A messy jobsite is more likely to put the tradesperson in the positon of making a decision about being productive, being safe or taking quality shortcuts. Since Nothing Hits the Floor addresses all of these, it encourages tradespeople to consider all three factors in their decisions.

A clean surface means higher quality execution, which also can result in a smaller punch list.

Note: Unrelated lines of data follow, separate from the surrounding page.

PR #224, opened 2023-06-22
Datastore Policy Field addition

tKabiawu:
This addition adds the PolicyField in the DomainState struct. We do this so that the policy underwhich domains are admitted are able to be stored in the hstspreload.org datastore when the Update API handler is hit. My reviewers are @nharper and @carlosjoan91. This satisfies b/287096462.


api/update.go
```diff
@@ -105,6 +107,7 @@ func (api API) Update(w http.ResponseWriter, r *http.Request) {
 			Message:           "Domain was added and removed without being preloaded.",
 			Status:            database.StatusRejected,
 			IncludeSubDomains: entry.IncludeSubDomains,
+			Policy:            entry.Policy,
```
nharper, line 110: I'm noticing that a lot of these look very similar (copy a bunch of fields from the `preloadlist.Entry` and set a Status). Optionally, it might be nice to have an equivalent to `DomainState.ToEntry` that goes the other way and takes in a status.

nharper (commented):
For testing, take a look at api/api_test.go. That'll generally show how we test API endpoints, though those are black box tests and here you probably want to look at more than just the HTTP response returned to check that the correct fields are written to the database. That test is still a good example of how to set up appropriate mocks, and then you could make an update_test.go file for additional testing.

api/update.go
tKabiawu: Done.

tKabiawu:
> For testing, take a look at api/api_test.go. That'll generally show how we test API endpoints, though those are black box tests and here you probably want to look at more than just the HTTP response returned to check that the correct fields are written to the database. That test is still a good example of how to set up appropriate mocks, and then you could make an update_test.go file for additional testing.

Done

api/update_test.go
```diff
@@ -0,0 +1,86 @@
...
+
+	w := httptest.NewRecorder()
+	w.Body = &bytes.Buffer{}
+
+	r, err := http.NewRequest("GET", "", nil)
+	if err != nil {
+		t.Fatalf("[%s] %s", "NewRequest Failed", err)
+	}
+
+	api.Update(w, r)
```
nharper, line 64: Check that the HTTP response is valid

api/update_test.go
```diff
@@ -0,0 +1,86 @@
...
+		{Name: "godoc.og", Mode: "", IncludeSubDomains: true, Policy: preloadlist.Custom},
+		{Name: "dev", Mode: preloadlist.ForceHTTPS, IncludeSubDomains: true, Policy: preloadlist.UnspecifiedPolicyType},
+	}}
+
+	mockHstspreload.preloadableResponses = TestPreloadableResponses
+	mockHstspreload.removableResponses = TestRemovableResponses
+	mockPreloadlist.list = TestPreloadlist
+
+	mockController.FailCalls = (failNone & failDatabase) != 0
+	mockPreloadlist.failCalls = (failNone & failChromiumpreload) != 0
```
nharper, line 54: these can be simplified

api/update_test.go
```diff
@@ -0,0 +1,86 @@
...
+	}
+
+	api.Update(w, r)
+
+	states, err := api.database.AllDomainStates()
+	if err != nil {
+		t.Fatalf("Couldn't get the states of all domains in the database.")
+	}
+
+	expectedPolicies := map[string]preloadlist.PolicyType{
```
nharper, line 71: It looks like all of these are entries that are on the preload list. AllDomainStates will also return domains that aren't on the preload list, so you should test somewhere (maybe in a database test) that it returns the correct PolicyType for domains that aren't on the list.

Also, afaict the call to `Update` inserts all of these domains into the datastore. It would be good to test what happens when a domain is already in the datastore (e.g. is StatusPending) and then gets updated to StatusPreloaded.

database/domainstate.go
```diff
@@ -70,13 +73,23 @@ func (s DomainState) Equal(s2 DomainState) bool {
...
+}
+
+// ToDomainState converts a preloadlist.Entry to a DomainState.
+func ToDomainState(entry preloadlist.Entry, status PreloadStatus, message string) DomainState {
+	return DomainState{Name: entry.Name, Status: status, Message: message, IncludeSubDomains: entry.IncludeSubDomains, Policy: entry.Policy}
+}
+
+// ToDomainStateWithoutMessage converts a preloadlist.Entry to a DomainState with no accompanying message.
+func ToDomainStateWithoutMessage(entry preloadlist.Entry, status PreloadStatus) DomainState {
+	return ToDomainState(entry, status, "")
```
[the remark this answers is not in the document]
tKabiawu: Done.

api/update_test.go
tKabiawu: Done

PR #229, opened 2023-07-14
Removed Redeployment Requirement to track bulk preloaded domains. 

tKabiawu:
Removed update_bulk_prelaoded script and instead enabled codebase to determine a domain's bulk status by reading the Policy field for each domain in the database.


api/api_test.go
```diff
@@ -195,7 +190,7 @@ func TestAPI(t *testing.T) {
 		{"bulk status", data1, failNone, api.Status, "GET", "?domain=removal-not-preloaded-bulk-eligible.test",
 			200, jsonContentType, wantBody{bulkState: &DomainStateWithBulk{
 				DomainState: &database.DomainState{Name: "removal-not-preloaded-bulk-eligible.test", Status: database.StatusUnknown},
-				Bulk:        true,
+				Bulk:        false,
```
nharper, line 193: Given this name is removal-not-preloaded-bulk-eligible, I expect that Bulk should be true, not false. It might be that this test case doesn't make sense at all (it appears that it's testing that a domain that isn't preloaded, and has a status of StatusUnknown, should still be listed as bulk preloaded), or there might be some bug in the test setup or elsewhere in the PR. What do you think is going here, and what do you think the right fix would be?

nharper (commented):
The python script is also referenced in the Makefile. Either remove all references to it, or remove the script in a follow-up PR.

api/api_test.go
nharper: I agree with the assessment that if a domain isn't in the datastore (which matches with StatusUnknown), it has no policy, and for Bulk to be true, it needs to have a bulk policy. I.e. this test is testing a case that doesn't exist in real life.

Having the `protected()` function return a tri-state of true, false, or error feels to me like overkill. Given the definition of the function (is the domain protected from removal), it doesn't make sense to ask that question about a domain that isn't preloaded, and it would be fine to say that the function's output is undefined if the domain isn't on the preload list.

One way to avoid this ambiguity would be to get rid of the function called `protected()` and instead have a function that returns whether a domain has a bulk policy, e.g. `IsBulk`. That way, the function is well defined for all inputs.

api/domain_handlers.go
```diff
@@ -57,13 +58,19 @@ func (api API) protected(domain string, state database.PreloadStatus) bool {
 		return false
 	}
 
+	domainState, _ := api.database.StateForDomain(domain)
```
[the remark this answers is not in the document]
tKabiawu: Done

api/api_test.go
tKabiawu: Thanks, Done

nharper (commented):
One small change, otherwise this looks great

Makefile
```diff
@@ -19,10 +19,6 @@ deploy: bulk-preloaded-force-update version
 	time gcloud app deploy app.yaml
 	date
 
-.PHONY: bulk-preloaded-force-update
-bulk-preloaded-force-update:
```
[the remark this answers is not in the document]
tKabiawu: Done

nharper (approved):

Director of Quality Management Corey Zussman appreciates Nothing Hits the Floor because, “it provides a clean work environment where the tradesmen can properly stage material. The site is orderly and clean, and this type of work environment fosters productive and quality driven tradesmen.”

A Better Building

Our tradespeople are on the front line, exposed to multiple hazards every day. We can’t control what architects specify – the materials or the required installation – but we can make sure our teams are well protected, from how long they are exposed to certain materials to the conditions in which they install the work. Further, by enforcing a clean, lean site, our clients receive a cleaner, healthier space at turnover.

Authors

Susan Heinking
Director of High Performance and Sustainable Construction

A licensed architect and LEED Fellow with a specialty in existing buildings, Susan has nearly a decade of experience designing and managing sustainability programs and initiatives. She serves as a resource for Pepper's sustainable projects in progress and is also an active advocate for sustainability. Her many areas of involvement include Chicago's Energy Benchmarking Ordinance, the AIA2030 Chicago Working Group, co-chairing Chicago's AIA COTE knowledge group, participating in RETROFIT Chicago and working with the Chicago Biomimicry Group. In addition, Susan serves on the USGBC Illinois Board of Directors. Most recently, Susan was named to ENR's 20 under 40 list.

Prior to joining Pepper, Susan was Vice President and Sustainability Leader for VOA Associates in their Chicago office. Among her accomplishments, she founded VOA’s first sustainability market, +IMPACT, which is focused on advancing green theory and firm-wide sustainability services. She guided the building certification process under various rating systems including Living Building Challenge, the various LEED Rating Systems and the Well Building Standard.

Susan's current vision for Pepper includes expanding the company's sustainability efforts to fully embrace the high performance aspects of both building performance and human performance. This includes enhancing existing efforts with energy modeling, ROI analysis and local utility incentives, as well as building on Pepper's "Nothing Hits the Floor" program and promoting the use of healthy materials.

 Susan holds a Master of Architecture from the University of Oregon and is an active presenter at industry conventions.